Stored items:
──────

PR #1113, opened 2014-02-14
unix: Fail gracefully when calling uv_shutdown twice

Keno:
Before this, one of the requests was left as a ghost in the system. See https://github.com/JuliaLang/julia/issues/5793

### DIFF
--- a/test/test-shutdown-twice.c
+++ b/test/test-shutdown-twice.c
@@ -1,0 +1,85 @@
+/* Copyright Joyent, Inc. and other Node contributors. All rights reserved.
+ *
+ * Permission is hereby granted, free of charge, to any person obtaining a copy
+ * of this software and associated documentation files (the "Software"), to
+ * deal in the Software without restriction, including without limitation the
+ * rights to use, copy, modify, merge, publish, distribute, sublicense, and/or
+ * sell copies of the Software, and to permit persons to whom the Software is
+ * furnished to do so, subject to the following conditions:
+ *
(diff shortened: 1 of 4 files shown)


indutny:
Wow, thanks for catching it! May I ask you to write a test for it? (and also fix all issues mentioned by @Nodejs-Jenkins )

Keno:
Updated.

test/test-shutdown-twice.c
```diff
@@ -0,0 +1,85 @@
...
+  ASSERT(0 == uv_ip4_addr("127.0.0.1", TEST_PORT, &addr));
+  loop = uv_default_loop();
+
+  r = uv_tcp_init(loop, &h);
+
+  r = uv_tcp_connect(&connect_req,
+                     &h,
+                     (const struct sockaddr*) &addr,
+                     connect_cb);
+  printf("%d\n", r);
```
saghul, line 75: Debug leftover?

saghul:
LGTM. If you don't mind please remove the printf, otherwise I can remove it when merging.

saghul:
Thanks @loladiro, landed in https://github.com/joyent/libuv/commit/a284b90c03735095763523a7c63f80140dc6a03a

saghul:
For the record, I made a backport for 0.10 and landed it in https://github.com/joyent/libuv/commit/6e2021ca111a44449932792e0cb578e63705c2a2

Issue #1111, opened 2014-02-14
export UV_VERSION macro 


sukinull:
If API changes so dramatically version by version, is it possible to move
- UV_VERSION_MAJOR 
- UV_VERSION_MINOR 
- UV_VERSION_PATCH 
- UV_VERSION_IS_RELEASE 
- UV_VERSION 

to uv.h?

saghul:
Nope, you should be using these: https://github.com/joyent/libuv/blob/master/include/uv.h#L231-L242

retep998:
Knowing the version at runtime doesn't help with compiling the program in the first place, where a macro would be much more helpful to conditionally compile the correct calls.

indutny:
@saghul indeed, we need to consider exporting them. Do you have any objections?

saghul:
Hum, I hadn't considered that. I would definitely not export UV_VERSION_IS_RELEASE.

indutny:
@saghul actually, it seems that this was intentionally removed from v0.11, because all patch versions have ABI compatibility.

tjfontaine:
Patch versions may have ABI compatibility, but minor have significant API/ABI differences, and thus it's difficult to know against whom you're building, so you can't write code that targets two stables easily.

In Node it's not a problem because we do keep the same minor, but we also export useful macros.

A well behaved C library should definitely include version macros.

indutny:
@saghul mind if I'll ask you help me with this? ;)

saghul:
No problem, I'll make a patch.

saghul:
Fixed in https://github.com/joyent/libuv/commit/d4c12adff648bc4ebd5038e8186069193b22a693

PR #1114, opened 2014-02-14
include: expose libuv version in header files

saghul:
Fix for #1111

/cc @indutny

Anyone feel free to provide feedback.

### DIFF
--- a/include/uv-version.h
+++ b/include/uv-version.h
@@ -19,31 +19,20 @@
  * IN THE SOFTWARE.
  */
 
-#include "uv.h"
+#ifndef UV_VERSION_H
+#define UV_VERSION_H
 
-#define UV_VERSION  ((UV_VERSION_MAJOR << 16) | \
-                     (UV_VERSION_MINOR <<  8) | \
-                     (UV_VERSION_PATCH))
+ /*
+ * Versions with an even minor version (e.g. 0.6.1 or 1.0.4) are API and ABI
+ * stable. When the minor version is odd, the API can change between patch
+ * releases. Make sure you update the -soname directives in configure.ac
+ * and uv.gyp whenever you bump UV_VERSION_MAJOR or UV_VERSION_MINOR (but
+ * not UV_VERSION_PATCH.)
+ */
 
-#define UV_STRINGIFY(v) UV_STRINGIFY_HELPER(v)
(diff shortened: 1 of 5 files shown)


sam-github:
Looks quite useful to me.

indutny:
LGTM, thank you!

include/uv-version.h
```diff
@@ -0,0 +1,39 @@
...
+ * not UV_VERSION_PATCH.)
+ */
+
+#define UV_VERSION_MAJOR 0
+#define UV_VERSION_MINOR 11
+#define UV_VERSION_PATCH 20
+#define UV_VERSION_IS_RELEASE 0
+
+#endif /* UV_VERSION_H */
+
```
bnoordhuis: Newline at end.

include/uv-version.h
```diff
@@ -0,0 +1,39 @@
...
+ * IN THE SOFTWARE.
+ */
+
+#ifndef UV_VERSION_H
+#define UV_VERSION_H
+
+ /*
+ * Versions with an even minor version (e.g. 0.6.1 or 1.0.4) are API and ABI
+ * stable. When the minor version is odd, the API can change between patch
+ * releases. Make sure you update the -soname directives in config-unix.mk
```
bnoordhuis: This comment is slightly outdated. :-)

bnoordhuis:
Is there a reason to put the defines in a separate header file?

src/version.c
```diff
@@ -19,21 +19,7 @@
  * IN THE SOFTWARE.
  */
 
-#include "uv.h"
```
bnoordhuis, line 22: You need to include uv.h here in order to pick up the right visibility for uv_version() and uv_version_string().  They won't be exported from the .so otherwise.

saghul, line 22: Ah, right. Thanks Ben!

saghul:
Addressed all feedback. About the separated file, @bnoordhuis: no specific reason, it felt right and I went for it, anything wrong with the approach?

Thanks!

saghul:
Thanks everyone, landed in https://github.com/saghul/libuv/commit/d4c12adff648bc4ebd5038e8186069193b22a693.

@piscisaureus, @tjfontaine you may need to update the release tool, since the version needs to be modified in a different file now.

PR #1117, opened 2014-02-16
windows: Always initialize the uv_process_t

alexcrichton:
The unix implementation of uv_spawn always starts out with a
uv__handle_init, but the windows implementation sometimes bails out early
before calling uv__handle_init. This means that uv_close on a failed
uv_spawn will always succeed on unix but sometimes fail on windows.

This commit lifts the initialization of the uv_process_t above all of the
error checking to ensure that uv_close will always work when uv_spawn
returns an error.


saghul:
Thanks! Landed in https://github.com/joyent/libuv/commit/6f62d62c905c2335232ec8e5697036426bd171d4.

PR #1118, opened 2014-02-16
windows: Fix building on MinGW

alexcrichton:
The crtdbg.h header was added in c0716b3d, but MinGW does not have this
header present on the system. This commit takes the same approach of
2684f876a and just ignores this header and functionality on MinGW


saghul:
Thanks @alexcrichton! Landed in https://github.com/joyent/libuv/commit/8692bbc254b89ef4ccd1a9bf7be9a1bc8bc6eb5f.

PR #1119, opened 2014-02-16
unix, windows: add uv_getrusage function

Sannis:
BTW, I have no idea about what is the best names for `uv_rusage` function and `getrusage.c` file.
Maybe the better name is `uv_getrusage_times`.


uv.gyp
```diff
@@ -139,6 +140,7 @@
             'src/unix/dl.c',
             'src/unix/fs.c',
             'src/unix/getaddrinfo.c',
+            'src/unit/getrusage.c',
```
saghul: Typo: unix.

include/uv.h
```diff
@@ -1646,6 +1646,8 @@ struct uv_interface_address_s {
 UV_EXTERN int uv_resident_set_memory(size_t* rss);
 UV_EXTERN int uv_uptime(double* uptime);
 
+UV_EXTERN int uv_rusage(double* user_time, double* system_time);
```
saghul: A comment here would be nice :-)

uv.gyp
Sannis: Fixed.

saghul:
Here are some comments about the general idea of uv_rusage after thinking a bit about it.

I think we should make this be `int uv_getrusage(uv_rusage_t *rusage)`, which would fill in a `uv_rusage_t` structure. Consider `uv_rusage_t` the cross-platform equivalent of `struct rusage`. I don't know if all values of it are available or make sense in all platforms, we should make sure that sane values are provided when we cannot them from the OS (in Windows, for example, if that is the case).

I'm not sure if we'd need/want the process specified or just use `RUSAGE_SELF`. I'd be fine that way, but I don't experience in using `getrusage` myself.

What's your take on this @indutny?

Sannis:
The only one reasone that I have to do it in different way is that I didn't found Windows equivalents for other `struct rusage` fields. But your proposal looks reasonable.

saghul:
@Sannis if there are no Windows equivalents just fill the structure with zeroes (or the appropriate value), we should try to expose as much of it as possible in platforms that do have the data available IMHO, similar to what we do with `uv_stat_t`.

Sannis:
@saghul ok, I'll do it.

saghul:
@Sannis sweet, thanks!

Sannis:
I've reused `struct uv_timespec_t` here instead of creating new struct that similar to `struct timeval`. Should I make it more similar to original Unix `struct rusage` or not?

saghul:
On 02/17/2014 06:40 PM, Oleg Efimov wrote:

> I've reused |struct uv_timespec_t| here instead of creating new struct
> that similar to |struct timeval|. Should I make it more similar to
> original Unix |struct rusage| or not?

I'd make it as similar as possible, so please define some uv_timeval_t.

Thanks for your work!

## 

Saúl Ibarra Corretgé
bettercallsaghul.com

Sannis:
I'll merge all these commit at the end.

include/uv.h
```diff
@@ -1646,6 +1646,37 @@ struct uv_interface_address_s {
...
+
+typedef struct {
+  long tv_sec;
+  long tv_usec;
+} uv_timeval_t;
+
+typedef struct {
+   uv_timeval_t ru_utime; /* user CPU time used */
+   uv_timeval_t ru_stime; /* system CPU time used */
+   /* Unix only: */
```
saghul: Remove this comment, but in uv.h mention that not all fields will be filled in Windows.

include/uv.h
```diff
@@ -1646,6 +1646,37 @@ struct uv_interface_address_s {
...
+   uint64_t ru_oublock;    /* block output operations */
+   uint64_t ru_msgsnd;     /* IPC messages sent */
+   uint64_t ru_msgrcv;     /* IPC messages received */
+   uint64_t ru_nsignals;   /* signals received */
+   uint64_t ru_nvcsw;      /* voluntary context switches */
+   uint64_t ru_nivcsw;     /* involuntary context switches */
+} uv_rusage_t;
+
+/*
+ * Get information about OS resource utilization for process
```
saghul: "for the current process"

src/unix/getrusage.c
```diff
@@ -0,0 +1,65 @@
+/* Copyright Joyent, Inc. and other Node contributors. All rights reserved.
```
saghul: This can be moved to src/unix/core.c, it doesn't really need a new file.

src/unix/getrusage.c
```diff
@@ -0,0 +1,65 @@
...
+int uv_getrusage(uv_rusage_t *uv_rusage) {
+  struct rusage usage;
+  int err;
+
+  err = getrusage(RUSAGE_SELF, &usage);
+  if (err < 0) {
+    return err;
+  }
+
+  uv__to_rusage(&usage, uv_rusage);
```
saghul: Since we only use it here there is no need for the extra function.

src/win/getrusage.c
```diff
@@ -0,0 +1,60 @@
+/* Copyright Joyent, Inc. and other Node contributors. All rights reserved.
```
saghul: You can put this in src/win/util.c, that's where similar functions are defined in Windows.

saghul:
I left some comments. Please leave a comment when you add new commits, GitHub doesn't send notifications for those... :-/

Sannis:
Rewritten acording to your comment.

> GitHub doesn't send notifications for those...

It also doesn't show your comments in onsite notifications :-(

saghul:
Looks great @Sannis! Lets see what Jenkins says :-)

Sannis:
Sure) I checked this on OS X and openSUSE, will try to build on Windows tomorrow.

test/test-platform-output.c
```diff
@@ -47,6 +48,20 @@
   ASSERT(uptime > 0);
   printf("uv_uptime: %f\n", uptime);
 
+  err = uv_getrusage(&rusage);
+  ASSERT(err == 0);
+  ASSERT(rusage.ru_utime.tv_sec >= 0);
+  ASSERT(rusage.ru_utime.tv_usec > 0);
```
saghul: Looks like this assert if blowing up in the tests. Maybe relax it with >= 0?

test/test-platform-output.c
```diff
@@ -47,6 +48,20 @@
...
+  ASSERT(rusage.ru_stime.tv_sec >= 0);
+  ASSERT(rusage.ru_stime.tv_usec > 0);
```
saghul: Ditto.

Sannis:
@saghul you are right, it is often system_time == 0 and it it ok. Fixed.

Sannis:
Compiles and works well on Windows 7 with VS 2012.

saghul:
Thanks @Sannis, LGTM. @indutny, can you take a quick look at this? Implementation looks sound to me.

indutny:
LGTM

saghul:
Thanks @Sannis! Landed in https://github.com/joyent/libuv/commit/da9a2b1d3d86eeeeaea6380620c7ab315e8c142d. I made a slight change to return the proper value on error, which slipped during review.

Sannis:
You are right. Thanks for merging.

──────

What you are asked to do » Every line above that includes the string "Maybe" needs to be copied.

Task answer »
Maybe the better name is `uv_getrusage_times`.
saghul: Looks like this assert if blowing up in the tests. Maybe relax it with >= 0?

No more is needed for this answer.